O dermatologista Luiz Carlos Cuce, professor emérito da Universidade de São Paulo, não acredita, porém, nos efeitos desse tipo de pílula. “O colágeno é digerido pelo intestino e não chega à pele”, justifica. “Ainda não vi nenhum caso de um paciente que tenha feito uso das pílulas e tenha sido bem sucedido.”

Louca por novidades

Marcelle reconhece o mal que o excesso de química faz ao cabelo: hidratação e investimento em produtos de qualidade - (Rafael Ohana CB/D.A.Press)
Marcelle reconhece o mal que o excesso de química faz ao cabelo: hidratação e investimento em produtos de qualidade

Marcelle Franco Amaral é adepta das novidades nos salões de beleza há 12 anos. Não há como precisar ao certo quantos procedimentos foram, mas a bancária de 28 anos conta que já testou vários tratamentos em busca de um cabelo mais macio e sedoso.
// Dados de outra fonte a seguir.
PR #168, opened 2020-04-02
Fix overwriting of environ variable due to strtok

timgerstel:
This pull request fixes the following bug:

- GET requests to /server/agent/environment missing environment variables

This was due to the use of strtok which replaces each matched delimiter with a null term, thus making the "environ" global var unusable after a single successful iteration.

### DIFF
--- a/c/envService.c
+++ b/c/envService.c
@@ -33,7 +33,7 @@ static bool startsWith(const char *pre, const char *str) {
     return lenstr < lenpre ? false : memcmp(pre, str, lenpre) == 0;
 }
 
-static void splitEnvKeyValue(char buf[], char* array[]) {
+static char* splitEnvKeyValue(char buf[], char* array[]) {
   char *bufCpy;
   if(buf != NULL){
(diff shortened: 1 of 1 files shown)


NakulManchanda:
@timgerstel as we discussed

looks like a reasonable change, as strtok has side effects, so when envService called twice, it messes it on second request as per my understanding.
may be one of the **test** we can add that is to call 
`JsonObject *envSettings=envVarsToObject("ZWED");` **this multiple times ( 2 or more)**

There are some tests at bottom of envService.c
Set environment variable like this:
```
  export ZWED_AGENT_PORT=1234
  export ZWED_PLUGIN_PATH=/u/user
  export ZWED_BOOLEAN_TRUE_TEST=true
  export ZWED_BOOLEAN_FALSE_TEST=false
  export ZWED_ARRAY_TEST=[30,20]
  export ZWED_ARRAY_TEST2=[true,false]
```

cc:  @struga0258

PR #173, opened 2020-04-10
Added Support for Changing Log Levels via REST API

jordanfilteau1995:
We used to use, "rasService.c", but we don't anymore. I have a dire need to change the logging levels of data services while zss is running, so I added support for that in the process.

https://github.com/zowe/zowe-common-c/pull/136

To test via Postman:

Retrieve current logging level:
GET {host}:{port}/ras/traceLevel?componentName={plugin_id}:{dataservice_name}

Set new logging level:
PUT {host}:{port}/ras/traceLevel?componentName={plugin_id}:{dataservice_name}&level={0-5}

### DIFF
--- a/build/build_zss.sh
+++ b/build/build_zss.sh
@@ -123,8 +123,9 @@ c89 \
   ${ZSS}/c/zosDiscovery.c \
   ${ZSS}/c/securityService.c \
   ${ZSS}/c/zis/client.c \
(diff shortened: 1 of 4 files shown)


jordanfilteau1995:
It appears as though my macro to remove trailing space has made this file hard to read. I can go back and put the spaces back if needed.

PR #177, opened 2020-04-29
Adding zssServer.sh, configure.sh, and start.sh in packaging

sakeerthy:

### DIFF
--- a/bin/configure.sh
+++ b/bin/configure.sh
@@ -1,0 +1,29 @@
+#!/bin/sh
+# This program and the accompanying materials are
+# made available under the terms of the Eclipse Public License v2.0 which accompanies
+# this distribution, and is available at https://www.eclipse.org/legal/epl-v20.html
+# 
+# SPDX-License-Identifier: EPL-2.0
+# 
+# Copyright Contributors to the Zowe Project.
+
+
+# Required variables on shell:
+# - ROOT_DIR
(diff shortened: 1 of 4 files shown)


bin/zssServer.sh
```diff
@@ -0,0 +1,163 @@
...
+#
+# SPDX-License-Identifier: EPL-2.0
+#
+# Copyright Contributors to the Zowe Project.
+
+## launch the Zowe Secure Services Server
+
+ZSS_SCRIPT_DIR=$(cd `dirname $0` && pwd)
+
+echo ${ZSS_SCRIPT_DIR}
```
1000TurquoisePogs, line 14: remove, not needed

bin/configure.sh
```diff
@@ -0,0 +1,29 @@
...
+if [ -n "$NODE_HOME" ]
+then
+  NODE_BIN=${NODE_HOME}/bin/node
+else
+  NODE_BIN=node
+fi
+
+cd ${ROOT_DIR}/components/app-server/share/zlux-app-server/bin
+. ./convert-env.sh
+
```
1000TurquoisePogs, line 24: Need to confirm if the nodejs env vars such as _TAG_REDIR_OUT=txt is set at this time, because otherwise it would need to be set explicitly here.

PR #182, opened 2020-05-13
Relative plugins

1000TurquoisePogs:
Small enhancement to allow plugin locations to be relative to some location other than the server
This is the same as https://github.com/zowe/zlux-server-framework/pull/212


1000TurquoisePogs:
James says this is OK to merge after testing, so going for it.

PR #183, opened 2020-05-13
Small bugfix for compile warnings

1000TurquoisePogs:


c/envService.c
```diff
@@ -37,7 +37,7 @@ static char* splitEnvKeyValue(char buf[], char* array[]) {
   char *bufCpy;
   if(buf != NULL){
     int bufferLen = strlen(buf);
-    bufCpy = safeMalloc(bufferLen + 1, "buffer copy");
+    bufCpy = (char*) safeMalloc(bufferLen + 1, "buffer copy");
```
ifakhrutdinov, line 40: The right way is to include `alloc.h`. When no declaration is provided, the compiler assumes that the return value and arguments are all `int`. When compiled under LP64, this will lead to an S0C4.

1000TurquoisePogs: thank you, that makes sense now that you say it.

PR #1682, opened 2017-09-13
Update the syntax of the schemaExtension

Copowell:
Update the syntax of the schemaExtension creation request to include an underscore ( _ ) as the service returns an error if you only include the name of the schemaExtension (for the service to complete the **id** assignment).


api-reference/v1.0/api/schemaextension_post_schemaextensions.md
```diff
@@ -39,7 +39,7 @@ The following table shows the properties that are required when you create a sch
...
+|id|String|The unique identifier for the schema extension definition. <br>You can assign a value in one of two ways: <ul><li>Concatenate the name of one of your verified domains with a name for the schema extension to form a unique string in this format, \{_&#65279;domainName_\}\_\{_&#65279;schemaName_\}. As an example, `contoso_mySchema`. </li><li>Provide a schema name with an underscore before it, and let Microsoft Graph use that schema name to complete the **id** assignment in this format: ext\{_&#65279;8-random-alphanumeric-chars_\}\_\{_&#65279;schema-name_\}. For example: _mySchema. The created object example would be `extkvbmkofy_mySchema`.</li></ul>This property cannot be changed after creation. |
```
angelgolfer-ms: Hi @Copowell, thanks for your PR. Using the example of extkvbmkofy_mySchema - did you find that Microsoft Graph did not complete the id assignment by including an underscore between extkvbmkofy and mySchema? That is, did you end up getting a string like extkvbmkofymySchema (without the underscore) assigned to id?
Thanks.

Copowell: Sorry, this wasn't clear. When my customer tried to create the schemaExtension object, they tried with the name of "mySchema" (just as an example). The service responded with a failure saying we needed to include the domain name to which this applies (but the customer wanted to let the service determine the **id** before the underscore). When we resent the request with the name of "_mySchema" the service responded with a 200 and 'filled in' the **id** before the _mySchema. I was requesting this to be more clearly documented here since the customer was confused by the documentation since it seemed wrong.

Thanks!

jasonjoh:
@Copowell thanks for contributing. I realize it's been quite some time since you opened this, and it's possible things have changed in the Graph. I just tried creating a schema extension without an underscore and it worked fine. Given that, I'm going to close this PR. If you run into this behavior again, please open an issue so we can investigate.

Copowell:
Sounds good. Thanks Jason!

Thank you,
Colin Powell

Support Engineer
Developer - Microsoft/Azure Graph API Support

Office: +1 (469) 775-4161<tel:+14697754161>
Colin.Powell@microsoft.com<mailto:colin.powell@microsoft.com>
Working hours: M-F; 11am to 8pm CT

Atualmente, retocar as mechas louras e garantir que os fios estejam sempre brilhantes com diferentes tipos de hidratação estão no topo da lista de prioridades na cadeira dos salões. “O cabelo fica bem mais elegante.”
Mas deixar as mechas e os fios no lugar tem seu preço — literalmente. A cada visita ao salão — geralmente, de dois em dois meses —, Marcelle desembolsa em torno de R$ 300. “Sempre que venho retocar as mechas aproveito para hidratar o cabelo, secar e cortar. Tudo isso vai agregando valor.” E é justamente no momento da hidratação que surgem as novidades irresistíveis. “Quando o cabeleireiro diz que tem um produto novo, faço na hora. Nem me lembro o nome do último”, admite.
Hoje, ela conta que a escova progressiva não faz mais parte do pacote. Apesar de diminuir consideravelmente o volume dos cabelos, a longo prazo os produtos químicos presentes na fórmula acabaram por deixar os fios com uma aparência pouco desejável, com pontas duplas e ressecados. Para resolver o problema, só mesmo com muita hidratação — especialmente em casa. “Agora, cuido dele com leave in e algumas máscaras que deixo no cabelo depois de lavar. Quando você toma a decisão de fazer tintura ou química, tem que investir em marcas boas e ter disciplina”, ensina.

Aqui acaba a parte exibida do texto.